3. According to the display results of the test fixture, start from the vicinity of the faulty chip, and check the chip test points (CO/NRST/RO/XIN/BI) and voltages such as VDD0V8 and VDD1V2.
4. When the faulty chip is located, the chip needs to be unsoldered again. The method is to add flux (preferably no-clean flux) after the chip is ball-planted, and solder on the BGA rework station. If the fault is still the same after re-soldering, the chip can be replaced directly.
5. For the repaired hash board, when testing with the test fixture, it must pass more than two times before it can be judged as a good product. For the first time, after the replacement of accessories is completed, wait for the hash board to cool down, use the test fixture to test the pass, and then put it aside to cool down. The second time, wait for the hash board to cool down completely every few minutes before testing.

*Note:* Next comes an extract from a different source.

PR #3729, opened 2024-05-17
Fix: memoize Safe List data

katspaugh:
## What it solves

Balances and pending actions in the Safe List are now cached until the new data arrives or the page is reloaded, so that there's less jumping every time you open the sidebar.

6. After the hash board is repaired OK. It is necessary to make relevant maintenance analysis records (maintenance report requirements: date, SN, PCB version, bit number, cause of failure, attribution of failure responsibility, etc.). In case of feedback back to production, after-sales, and research and development.
7. After the record is completed, it will be assembled into a complete machine for routine aging.
8. Good products repaired at the production end should be streamlined from the first station of production (at least the appearance inspection and PT2 test station)!
9. For defective Hashboards that have been repaired, the heat conduction gel must be removed and reprinted before the heat sink can be streamlined!